INPUT FOR THIS TASK:

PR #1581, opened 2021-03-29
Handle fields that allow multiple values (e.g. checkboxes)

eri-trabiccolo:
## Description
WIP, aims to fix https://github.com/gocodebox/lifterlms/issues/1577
---
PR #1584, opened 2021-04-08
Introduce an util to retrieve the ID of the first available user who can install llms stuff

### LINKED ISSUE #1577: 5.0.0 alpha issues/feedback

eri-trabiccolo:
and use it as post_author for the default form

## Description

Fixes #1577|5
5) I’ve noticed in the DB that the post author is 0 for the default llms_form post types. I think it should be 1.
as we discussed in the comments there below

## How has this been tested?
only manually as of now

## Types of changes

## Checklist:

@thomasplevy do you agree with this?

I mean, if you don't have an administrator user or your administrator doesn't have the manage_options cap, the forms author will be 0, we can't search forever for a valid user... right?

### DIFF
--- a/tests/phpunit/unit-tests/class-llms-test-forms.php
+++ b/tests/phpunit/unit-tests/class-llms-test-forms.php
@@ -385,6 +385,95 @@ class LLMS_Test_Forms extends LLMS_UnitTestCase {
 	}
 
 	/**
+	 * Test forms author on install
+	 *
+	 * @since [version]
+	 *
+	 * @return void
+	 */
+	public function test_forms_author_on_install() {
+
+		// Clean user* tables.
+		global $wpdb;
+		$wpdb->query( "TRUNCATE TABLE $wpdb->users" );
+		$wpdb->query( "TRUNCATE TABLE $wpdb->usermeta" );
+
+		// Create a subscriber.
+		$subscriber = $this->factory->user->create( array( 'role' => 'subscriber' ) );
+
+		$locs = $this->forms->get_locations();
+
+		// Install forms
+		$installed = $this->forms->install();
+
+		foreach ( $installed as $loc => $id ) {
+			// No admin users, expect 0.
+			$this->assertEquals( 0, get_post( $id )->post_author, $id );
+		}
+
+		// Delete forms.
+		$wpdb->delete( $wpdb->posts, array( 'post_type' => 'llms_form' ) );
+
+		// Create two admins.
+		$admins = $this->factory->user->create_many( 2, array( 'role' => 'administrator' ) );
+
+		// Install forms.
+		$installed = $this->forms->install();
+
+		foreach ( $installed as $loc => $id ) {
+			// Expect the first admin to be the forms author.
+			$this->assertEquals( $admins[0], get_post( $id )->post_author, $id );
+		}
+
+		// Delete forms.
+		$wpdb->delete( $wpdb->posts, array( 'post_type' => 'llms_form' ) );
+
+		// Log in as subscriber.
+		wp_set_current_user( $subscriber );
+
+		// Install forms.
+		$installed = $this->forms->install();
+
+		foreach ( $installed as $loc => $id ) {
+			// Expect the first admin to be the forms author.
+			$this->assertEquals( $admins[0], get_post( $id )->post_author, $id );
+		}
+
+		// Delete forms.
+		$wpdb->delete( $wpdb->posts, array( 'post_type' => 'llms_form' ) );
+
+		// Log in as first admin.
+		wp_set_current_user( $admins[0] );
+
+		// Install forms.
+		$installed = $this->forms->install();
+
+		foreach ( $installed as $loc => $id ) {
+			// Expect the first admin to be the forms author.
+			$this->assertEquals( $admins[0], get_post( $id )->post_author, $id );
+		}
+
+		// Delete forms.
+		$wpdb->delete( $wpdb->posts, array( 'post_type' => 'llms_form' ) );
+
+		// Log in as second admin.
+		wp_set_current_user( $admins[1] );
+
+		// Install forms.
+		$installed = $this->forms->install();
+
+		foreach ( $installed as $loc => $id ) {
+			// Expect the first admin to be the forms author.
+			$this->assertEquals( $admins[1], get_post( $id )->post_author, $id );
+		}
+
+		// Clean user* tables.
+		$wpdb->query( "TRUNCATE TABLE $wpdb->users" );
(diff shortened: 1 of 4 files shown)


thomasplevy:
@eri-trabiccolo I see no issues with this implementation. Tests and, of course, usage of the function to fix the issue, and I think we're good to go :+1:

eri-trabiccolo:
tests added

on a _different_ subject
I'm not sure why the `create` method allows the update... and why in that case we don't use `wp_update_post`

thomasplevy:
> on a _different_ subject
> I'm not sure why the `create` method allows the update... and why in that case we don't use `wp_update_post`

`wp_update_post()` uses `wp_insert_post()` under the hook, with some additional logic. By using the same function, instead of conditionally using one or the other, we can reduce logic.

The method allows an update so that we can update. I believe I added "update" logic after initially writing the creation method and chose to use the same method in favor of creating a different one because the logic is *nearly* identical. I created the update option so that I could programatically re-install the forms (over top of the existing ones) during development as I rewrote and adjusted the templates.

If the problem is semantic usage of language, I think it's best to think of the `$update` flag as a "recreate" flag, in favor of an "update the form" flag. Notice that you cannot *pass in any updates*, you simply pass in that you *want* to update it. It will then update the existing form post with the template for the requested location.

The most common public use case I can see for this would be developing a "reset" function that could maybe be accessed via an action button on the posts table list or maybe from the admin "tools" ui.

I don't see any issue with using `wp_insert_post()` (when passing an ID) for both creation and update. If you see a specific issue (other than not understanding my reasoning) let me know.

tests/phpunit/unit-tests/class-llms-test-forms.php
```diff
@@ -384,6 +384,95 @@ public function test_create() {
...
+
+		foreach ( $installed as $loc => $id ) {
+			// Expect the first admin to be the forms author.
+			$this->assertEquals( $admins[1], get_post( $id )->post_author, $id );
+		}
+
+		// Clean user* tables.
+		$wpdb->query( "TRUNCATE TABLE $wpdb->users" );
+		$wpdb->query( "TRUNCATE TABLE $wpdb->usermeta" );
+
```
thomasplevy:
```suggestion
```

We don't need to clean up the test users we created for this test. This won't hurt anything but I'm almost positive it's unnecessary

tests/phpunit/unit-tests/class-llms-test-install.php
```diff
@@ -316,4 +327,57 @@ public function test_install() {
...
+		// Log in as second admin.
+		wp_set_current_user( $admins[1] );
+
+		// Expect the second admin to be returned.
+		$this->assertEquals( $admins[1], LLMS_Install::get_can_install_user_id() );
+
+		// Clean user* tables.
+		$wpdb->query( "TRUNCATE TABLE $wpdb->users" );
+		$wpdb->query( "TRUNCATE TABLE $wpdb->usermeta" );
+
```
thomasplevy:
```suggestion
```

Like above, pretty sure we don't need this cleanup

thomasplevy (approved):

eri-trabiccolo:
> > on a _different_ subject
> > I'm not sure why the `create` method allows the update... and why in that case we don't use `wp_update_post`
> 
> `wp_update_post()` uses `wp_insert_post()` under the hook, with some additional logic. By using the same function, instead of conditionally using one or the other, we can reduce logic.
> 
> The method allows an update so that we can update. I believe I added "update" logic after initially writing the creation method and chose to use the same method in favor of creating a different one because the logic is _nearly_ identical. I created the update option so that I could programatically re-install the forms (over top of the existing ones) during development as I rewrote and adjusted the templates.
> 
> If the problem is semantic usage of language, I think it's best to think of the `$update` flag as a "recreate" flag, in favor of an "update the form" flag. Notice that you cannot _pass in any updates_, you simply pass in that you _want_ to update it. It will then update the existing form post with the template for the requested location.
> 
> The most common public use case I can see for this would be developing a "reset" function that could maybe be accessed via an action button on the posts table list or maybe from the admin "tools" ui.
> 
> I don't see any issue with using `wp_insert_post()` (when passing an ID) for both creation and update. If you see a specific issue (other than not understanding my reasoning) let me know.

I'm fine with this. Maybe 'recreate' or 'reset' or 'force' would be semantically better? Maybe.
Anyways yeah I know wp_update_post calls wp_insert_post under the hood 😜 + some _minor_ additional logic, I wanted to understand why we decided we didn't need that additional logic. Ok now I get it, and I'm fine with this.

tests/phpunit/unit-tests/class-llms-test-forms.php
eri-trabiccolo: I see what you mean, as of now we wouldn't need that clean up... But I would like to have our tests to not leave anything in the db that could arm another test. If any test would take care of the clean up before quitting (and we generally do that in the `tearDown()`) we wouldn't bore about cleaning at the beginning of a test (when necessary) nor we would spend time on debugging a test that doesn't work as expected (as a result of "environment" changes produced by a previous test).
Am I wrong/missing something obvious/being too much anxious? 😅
---
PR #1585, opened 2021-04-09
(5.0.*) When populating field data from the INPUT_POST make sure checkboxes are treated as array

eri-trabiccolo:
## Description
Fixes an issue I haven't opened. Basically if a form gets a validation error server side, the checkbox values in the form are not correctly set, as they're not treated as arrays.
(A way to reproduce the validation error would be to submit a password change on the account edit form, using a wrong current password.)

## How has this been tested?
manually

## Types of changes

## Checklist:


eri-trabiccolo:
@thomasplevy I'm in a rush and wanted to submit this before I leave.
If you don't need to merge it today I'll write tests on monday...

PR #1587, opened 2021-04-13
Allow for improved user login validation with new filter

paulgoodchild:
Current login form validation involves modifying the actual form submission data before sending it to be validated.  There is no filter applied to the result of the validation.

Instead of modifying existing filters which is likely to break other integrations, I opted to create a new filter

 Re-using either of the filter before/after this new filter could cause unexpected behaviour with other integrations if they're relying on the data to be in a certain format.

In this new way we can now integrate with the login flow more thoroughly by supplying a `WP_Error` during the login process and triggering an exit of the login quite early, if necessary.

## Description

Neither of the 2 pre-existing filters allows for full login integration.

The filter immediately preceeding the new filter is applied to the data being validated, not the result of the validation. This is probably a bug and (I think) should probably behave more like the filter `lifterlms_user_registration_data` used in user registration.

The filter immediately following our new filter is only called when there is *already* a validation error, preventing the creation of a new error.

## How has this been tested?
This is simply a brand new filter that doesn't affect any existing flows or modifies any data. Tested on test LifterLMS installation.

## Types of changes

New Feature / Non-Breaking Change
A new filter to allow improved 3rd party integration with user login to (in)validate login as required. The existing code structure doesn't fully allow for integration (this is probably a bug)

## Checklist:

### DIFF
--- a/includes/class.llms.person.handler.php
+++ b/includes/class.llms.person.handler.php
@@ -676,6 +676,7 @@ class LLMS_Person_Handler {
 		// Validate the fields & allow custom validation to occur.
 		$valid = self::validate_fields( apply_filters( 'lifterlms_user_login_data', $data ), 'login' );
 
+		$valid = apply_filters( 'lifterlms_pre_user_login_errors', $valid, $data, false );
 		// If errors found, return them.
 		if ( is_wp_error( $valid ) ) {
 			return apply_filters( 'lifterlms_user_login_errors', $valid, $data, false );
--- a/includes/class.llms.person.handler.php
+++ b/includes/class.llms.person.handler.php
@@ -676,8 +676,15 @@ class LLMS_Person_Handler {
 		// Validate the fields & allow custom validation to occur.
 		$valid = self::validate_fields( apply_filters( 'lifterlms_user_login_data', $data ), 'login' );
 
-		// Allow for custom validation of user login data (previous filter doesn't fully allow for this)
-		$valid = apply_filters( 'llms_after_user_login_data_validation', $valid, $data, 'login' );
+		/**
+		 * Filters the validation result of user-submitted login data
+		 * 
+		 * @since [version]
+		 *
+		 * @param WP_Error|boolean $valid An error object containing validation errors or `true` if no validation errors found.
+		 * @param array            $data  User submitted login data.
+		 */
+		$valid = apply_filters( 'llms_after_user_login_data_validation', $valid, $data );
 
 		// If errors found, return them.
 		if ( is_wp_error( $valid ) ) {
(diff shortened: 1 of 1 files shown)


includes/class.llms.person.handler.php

ACTION ITEM: Send back an exact copy of only the lines from the line with "I mean, if you" up to and including the line with "array( 'role' => 'subscriber' ) );" in the data above.

RESULT FOR THIS TASK:
I mean, if you don't have an administrator user or your administrator doesn't have the manage_options cap, the forms author will be 0, we can't search forever for a valid user... right?

### DIFF
--- a/tests/phpunit/unit-tests/class-llms-test-forms.php
+++ b/tests/phpunit/unit-tests/class-llms-test-forms.php
@@ -385,6 +385,95 @@ class LLMS_Test_Forms extends LLMS_UnitTestCase {
 	}
 
 	/**
+	 * Test forms author on install
+	 *
+	 * @since [version]
+	 *
+	 * @return void
+	 */
+	public function test_forms_author_on_install() {
+
+		// Clean user* tables.
+		global $wpdb;
+		$wpdb->query( "TRUNCATE TABLE $wpdb->users" );
+		$wpdb->query( "TRUNCATE TABLE $wpdb->usermeta" );
+
+		// Create a subscriber.
+		$subscriber = $this->factory->user->create( array( 'role' => 'subscriber' ) );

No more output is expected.